现在他还没办法跟姜善说清楚一切,只要再等等,稍微再等等。
“好,就算你不认识我,但是我认识你。我知道你是那家咖啡店的老板,而且那天你手受伤多少也和我有点关系,所以我现在送你去医院总很正常吧。”
姜善看到贺延城的白衬衫胸口那里还有自己的血,手背上也有。
他知道他有洁癖,特别爱干凈的一个人。
最主要的是,他清楚地看到贺延城左手手腕那里一道胖鼓鼓的疤痕,心狠狠地刺痛,一时心里酸涩无比。

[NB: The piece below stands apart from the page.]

PR #1223, opened 2022-04-27
Feature: provide in-mem implementations by default

### LINKED ISSUE #1130: Story: use in-memory implementations by default

paullatzelsperger:
## What this PR changes/adds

“对不起,弄臟了你的衣服。”姜善偏过脸不去看贺延城。
因为手腕那道疤痕让他的心彻底崩溃了,他不想再多说话,去医院就去医院,他怕自己再看两眼会忍不住在大庭广众之下哭出来。
一个大男人,真在这种地方哭了那真是有够丢人的。
尤其是当着贺延城的面,更不能。
“没事,衬衫臟了就不要了,我先送你去医院。”
贺延城看了眼白衬衫无所谓的说。
他不在乎衬衫,他只担心姜善的手。
“到喷泉这里。”贺延城给司机打了个电话。
两个人就站在喷泉那里等车,姜善抽回了手,贺延城深深看了姜善一眼,最后没说话,也没再去抓他的手。
没一会儿一辆黑色越野车停下,贺延城打开车门让姜善先上车自己再上,两个人都坐在后座。
“去医院。”贺延城对司机说。
他想问姜善手还痛不痛,却发现对方侧着身子一直看着窗外,并没有和他说话的意思。